Understanding the performance of quantum processors and their components is an essential prerequisite for achieving scalable fault-tolerant (FT) quantum error correction (QEC). The majority of QEC codes and FT thresholds are designed for incoherent Markovian errors. If these errors are sufficiently small and satisfy the threshold theorem, reliable quantum computation can be ensured. However, real quantum processors also exhibit non-Markovian errors and coherent errors.

Thus, in order to optimize QEC codes to function close to FT thresholds, it is important to detect the presence of coherent and non-Markovian errors. This allows for the application of subsequent error mitigation techniques and debugging of circuits affected by errors that are not relevant, and to make the noise more ``Pauli'' for FT-QEC thresholds.

To accomplish this without scaling up to a holistic QEC circuit characterization protocol, we focus on differentiating between the various types of noise present in trapped-ion native gates [1] by employing a recently developed benchmarking technique based on reduced Choi-matrix (RCM) tomography [2,3]. We leverage the Choi-Jamiolkowski isomorphism, which, through a quantum channel-state duality enables us to examine the characteristics of an unknown quantum process affecting the target unitary.
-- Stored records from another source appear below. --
PR #330, opened 2019-03-29
No longer use root logger

philippjfr:
Supersedes https://github.com/pyviz/param/pull/308

### DIFF
--- a/param/parameterized.py
+++ b/param/parameterized.py
@@ -40,6 +40,7 @@ def get_logger(name=None):
     if logger is None:
         root_logger = logging.getLogger('param')
         if not root_logger.handlers:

This examination is achieved by looking at the properties of the Choi density matrix. If non-Markovian and coherent errors are present, error mitigation techniques are applied until these errors are no longer detectable by RCM tomography, and subsequent active QEC techniques are then employed to deal with stochastic Markovian processes.

[1] Andrea Rodriguez-Blanco, Farid Shahandeh, and Alejandro Bermudez. Witnessing entanglement in trapped-ion quantum error correction under realistic noise, 2023.

[2] Bharath Hebbe Madhusudhana. Benchmarking multi-qubit gates – I: Metrological aspects, 2023.

[3] Bharath Hebbe Madhusudhana. Benchmarking multi-qubit gates – II: Computational aspects, 2023.